Fat and BMI Levels against the number of steps of the user

These insights, when coupled up with the various electronic health records (EHRs); such as the Blood Pressure of the specific user, would really mean a lot to the health and care professionals. They would be able to predict diseases before they actually come and therefore provide preventive interventions to the user.

Onto the second phase of our analysis, the examination of the Fitbit data was based on various number of subjects. It was a collective dataset representing the records for various individuals.

We first visualised the correlation between the different variables in the dataset, and came up with the correlation matrix below (Fig. 5).

Fig. 5
figure 5

Correlation Matrix of the Collective Data

This informs us that the variables – Heart, Calories and Steps are strongly positively correlated to each other. Also, the presence of Age, Gender, Weight, and Height also indicate a strong correlation.

Having this in mind, we developed a Logistic Regression model to predict the probability of an individual within the dataset contracting heart disease (also known as Cardiovascular Disease). First, we came up with a new variable and defined it as BMI; where:

$$ BMI=\frac{Weight\ in\ Kilograms}{Height\ in\ Meters\ squared} $$

Various research has indicated the use of BMI as a better indicator of Cardiac Risk Factors [2]. Once BMI was calculated, we categorised it in a binary format as follows:

  • BMI between 18.5 to 29.9 = 0

  • BMI above 29.9 = 1

Our classification was such that a person is either obese or not, hence the classification format as stated above. However, the conventional way of classifying BMI is as follows:

  • BMI <18.5 = Underweight

  • BMI 18.5–24.9 = Normal Weight

  • BMI 25.0–29.9 = Overweight

  • BMI 30–34.9 = Class I Obesity

  • BMI 35–39.9 = Class II Obesity

  • BMI > 40 = Class III Obesity

Our predictor variable was therefore a binary type with the 0’s and 1’s. We run the model using Sci-Py library in Python 3.6 environment. The results are as shown above (Fig. 6):

Fig. 6
figure 6

Logistic Regression Results

The results indicate that the variables: Heart, Calories, Steps, Distance and Activity are significant in determining the changes in BMI, which would ultimately impact the probability of one getting CVD. We went ahead to split the dataset into testing dataset and training dataset and the model achieved an accuracy score of 69%.

7 Conclusion

Apart from the rapidly advancing genomics, metabolomics, single-cell analysis, phenotyping, micro-fluids and imaging technologies used for early detection of chronic illnesses, wearable technology is a change agent in the entire healthcare industry. The data gotten from wearables present tremendous opportunities for healthcare practitioners to promote a proactive approach to preventing and treating such diseases. The capabilities behind big data tracking and system analytics will ultimately result in personalised actionable health insights. However, it is worth noting that these devices should undergo proper tests and validation to ensure that the data used for the clinical operations is of good quality. Various measures should be put into place to ascertain the levels of data privacy too [8].

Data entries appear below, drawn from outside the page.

PR #137, opened 2019-04-12
team inviter demo

pzduniak:
@patrickxb all using existing APIs!

### DIFF
--- a/demos/es7/team-inviter.js
+++ b/demos/es7/team-inviter.js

P4 medicine presents a myriad of opportunities for research and development. This has been accelerated due to the technological advancements that has led to the explosion of massive amounts of data. The shift from traditional reactive medicine to P4 medicine will only be possible when various stakeholders from the healthcare and other industries form strategic partnerships to work together towards the common goal of attaining sustainable healthcare.